• _What you are asked to do_
Look in the material below for the line holding "But - there are still other cases failing.". Set it down exactly, with each later line up to and including the line holding "If you're satisfied, please".

• _Extracted entries_
▽

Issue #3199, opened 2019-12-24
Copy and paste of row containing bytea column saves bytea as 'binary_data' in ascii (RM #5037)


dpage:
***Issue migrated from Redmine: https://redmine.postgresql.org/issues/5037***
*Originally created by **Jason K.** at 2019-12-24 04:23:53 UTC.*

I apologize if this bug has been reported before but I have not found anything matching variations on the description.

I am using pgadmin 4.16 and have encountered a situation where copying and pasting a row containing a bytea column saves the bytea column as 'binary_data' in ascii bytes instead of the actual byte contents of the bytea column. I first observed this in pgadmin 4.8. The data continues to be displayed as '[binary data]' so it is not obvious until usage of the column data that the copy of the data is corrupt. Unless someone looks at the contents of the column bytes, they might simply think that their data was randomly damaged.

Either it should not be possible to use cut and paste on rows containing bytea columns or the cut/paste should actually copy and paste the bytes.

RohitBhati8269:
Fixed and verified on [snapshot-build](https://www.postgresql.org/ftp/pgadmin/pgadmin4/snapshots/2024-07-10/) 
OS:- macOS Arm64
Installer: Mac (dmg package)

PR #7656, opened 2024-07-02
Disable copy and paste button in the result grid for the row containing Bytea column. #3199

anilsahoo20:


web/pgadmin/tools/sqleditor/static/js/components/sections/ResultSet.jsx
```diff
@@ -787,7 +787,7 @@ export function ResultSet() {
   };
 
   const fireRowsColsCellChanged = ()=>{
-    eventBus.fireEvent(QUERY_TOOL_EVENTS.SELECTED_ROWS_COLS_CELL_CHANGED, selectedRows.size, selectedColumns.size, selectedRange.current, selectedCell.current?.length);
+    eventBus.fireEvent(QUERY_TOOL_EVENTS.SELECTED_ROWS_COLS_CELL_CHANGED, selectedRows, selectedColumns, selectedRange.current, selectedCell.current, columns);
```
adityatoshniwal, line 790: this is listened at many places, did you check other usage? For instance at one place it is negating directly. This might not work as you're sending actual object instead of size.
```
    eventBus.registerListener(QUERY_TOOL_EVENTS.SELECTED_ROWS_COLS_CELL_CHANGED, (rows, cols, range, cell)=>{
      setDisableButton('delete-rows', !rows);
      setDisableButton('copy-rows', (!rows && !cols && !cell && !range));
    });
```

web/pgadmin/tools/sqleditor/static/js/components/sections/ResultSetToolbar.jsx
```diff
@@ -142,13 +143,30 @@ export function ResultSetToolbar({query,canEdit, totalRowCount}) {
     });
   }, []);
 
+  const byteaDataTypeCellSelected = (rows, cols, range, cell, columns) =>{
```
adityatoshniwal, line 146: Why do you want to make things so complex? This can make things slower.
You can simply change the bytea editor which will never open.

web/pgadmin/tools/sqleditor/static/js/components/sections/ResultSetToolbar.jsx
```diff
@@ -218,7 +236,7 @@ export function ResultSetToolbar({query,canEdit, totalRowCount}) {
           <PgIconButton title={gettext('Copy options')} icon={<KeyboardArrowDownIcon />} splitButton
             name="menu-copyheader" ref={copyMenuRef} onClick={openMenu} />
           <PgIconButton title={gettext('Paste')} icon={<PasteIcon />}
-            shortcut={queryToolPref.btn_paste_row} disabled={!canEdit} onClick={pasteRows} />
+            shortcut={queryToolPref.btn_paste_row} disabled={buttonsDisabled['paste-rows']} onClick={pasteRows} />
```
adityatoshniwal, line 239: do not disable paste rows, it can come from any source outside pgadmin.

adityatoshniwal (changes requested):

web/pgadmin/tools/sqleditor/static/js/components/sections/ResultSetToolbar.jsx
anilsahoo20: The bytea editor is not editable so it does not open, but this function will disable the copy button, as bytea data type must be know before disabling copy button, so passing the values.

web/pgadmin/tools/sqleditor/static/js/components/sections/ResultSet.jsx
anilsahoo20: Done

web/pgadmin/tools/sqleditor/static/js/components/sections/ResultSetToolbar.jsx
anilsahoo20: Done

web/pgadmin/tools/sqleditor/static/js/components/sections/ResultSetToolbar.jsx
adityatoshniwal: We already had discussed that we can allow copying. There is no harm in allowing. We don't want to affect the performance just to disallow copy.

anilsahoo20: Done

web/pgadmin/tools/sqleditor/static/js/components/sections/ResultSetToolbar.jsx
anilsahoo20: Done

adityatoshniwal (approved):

△
▽

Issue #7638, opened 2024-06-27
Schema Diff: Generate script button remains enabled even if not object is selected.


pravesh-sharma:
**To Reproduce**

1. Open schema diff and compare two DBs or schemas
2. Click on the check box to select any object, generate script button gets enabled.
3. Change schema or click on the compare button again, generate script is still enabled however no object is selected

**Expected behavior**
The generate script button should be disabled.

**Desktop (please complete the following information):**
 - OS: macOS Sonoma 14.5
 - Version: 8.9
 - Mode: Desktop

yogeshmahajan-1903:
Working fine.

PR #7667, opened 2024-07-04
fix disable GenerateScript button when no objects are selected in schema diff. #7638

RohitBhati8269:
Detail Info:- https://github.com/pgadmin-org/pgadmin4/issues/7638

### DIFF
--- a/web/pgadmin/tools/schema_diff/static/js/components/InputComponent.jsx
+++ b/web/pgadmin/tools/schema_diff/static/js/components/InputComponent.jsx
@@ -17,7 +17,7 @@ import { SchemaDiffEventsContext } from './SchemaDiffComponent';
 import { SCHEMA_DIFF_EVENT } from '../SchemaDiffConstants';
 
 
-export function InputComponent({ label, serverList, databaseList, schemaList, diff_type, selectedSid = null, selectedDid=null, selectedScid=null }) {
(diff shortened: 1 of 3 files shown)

△
▽

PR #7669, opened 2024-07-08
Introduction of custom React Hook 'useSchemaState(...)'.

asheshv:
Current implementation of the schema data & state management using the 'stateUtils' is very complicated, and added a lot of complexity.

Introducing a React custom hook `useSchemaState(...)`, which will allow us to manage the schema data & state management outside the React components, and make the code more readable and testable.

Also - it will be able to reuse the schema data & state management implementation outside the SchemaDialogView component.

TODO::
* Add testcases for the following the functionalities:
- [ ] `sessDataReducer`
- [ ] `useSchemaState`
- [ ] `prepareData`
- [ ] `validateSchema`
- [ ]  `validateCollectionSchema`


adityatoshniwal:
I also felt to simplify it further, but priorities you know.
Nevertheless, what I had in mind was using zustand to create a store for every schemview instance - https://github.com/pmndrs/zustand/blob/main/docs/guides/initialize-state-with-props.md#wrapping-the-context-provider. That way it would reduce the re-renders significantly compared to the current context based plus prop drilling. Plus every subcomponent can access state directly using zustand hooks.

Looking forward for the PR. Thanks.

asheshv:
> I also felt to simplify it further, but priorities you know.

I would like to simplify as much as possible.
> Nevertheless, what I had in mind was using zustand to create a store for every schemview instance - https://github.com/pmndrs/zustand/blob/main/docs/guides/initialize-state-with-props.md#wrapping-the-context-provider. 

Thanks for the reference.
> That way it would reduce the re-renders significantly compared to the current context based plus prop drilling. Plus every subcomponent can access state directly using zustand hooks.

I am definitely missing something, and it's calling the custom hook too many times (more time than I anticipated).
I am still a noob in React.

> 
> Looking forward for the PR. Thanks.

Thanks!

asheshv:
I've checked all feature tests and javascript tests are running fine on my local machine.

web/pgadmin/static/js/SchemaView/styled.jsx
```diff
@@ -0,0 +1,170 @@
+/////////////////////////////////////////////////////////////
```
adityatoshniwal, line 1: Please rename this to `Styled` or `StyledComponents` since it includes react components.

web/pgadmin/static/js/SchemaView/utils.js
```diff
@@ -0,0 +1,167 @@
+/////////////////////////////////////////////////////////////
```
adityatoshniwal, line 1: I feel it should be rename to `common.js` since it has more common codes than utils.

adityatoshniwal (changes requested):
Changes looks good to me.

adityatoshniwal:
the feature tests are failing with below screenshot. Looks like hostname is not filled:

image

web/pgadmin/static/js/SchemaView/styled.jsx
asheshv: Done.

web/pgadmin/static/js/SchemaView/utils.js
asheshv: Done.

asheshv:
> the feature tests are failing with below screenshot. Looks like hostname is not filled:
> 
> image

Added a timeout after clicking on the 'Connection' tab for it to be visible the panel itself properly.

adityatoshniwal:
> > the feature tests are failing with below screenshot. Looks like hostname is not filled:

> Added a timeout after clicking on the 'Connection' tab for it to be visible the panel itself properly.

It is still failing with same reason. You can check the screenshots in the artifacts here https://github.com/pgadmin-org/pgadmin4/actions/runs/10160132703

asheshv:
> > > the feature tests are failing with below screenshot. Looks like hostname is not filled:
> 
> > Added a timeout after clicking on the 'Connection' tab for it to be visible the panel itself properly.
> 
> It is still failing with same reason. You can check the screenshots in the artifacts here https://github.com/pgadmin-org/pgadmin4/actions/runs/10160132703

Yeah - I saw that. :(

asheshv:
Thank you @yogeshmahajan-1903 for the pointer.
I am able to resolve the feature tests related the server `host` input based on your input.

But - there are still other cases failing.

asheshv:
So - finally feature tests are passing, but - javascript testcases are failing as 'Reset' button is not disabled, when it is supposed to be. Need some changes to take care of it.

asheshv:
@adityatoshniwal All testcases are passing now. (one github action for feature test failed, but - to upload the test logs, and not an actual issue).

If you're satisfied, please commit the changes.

△

• _Written reply_
But - there are still other cases failing.

asheshv:
So - finally feature tests are passing, but - javascript testcases are failing as 'Reset' button is not disabled, when it is supposed to be. Need some changes to take care of it.

asheshv:
@adityatoshniwal All testcases are passing now. (one github action for feature test failed, but - to upload the test logs, and not an actual issue).

If you're satisfied, please commit the changes.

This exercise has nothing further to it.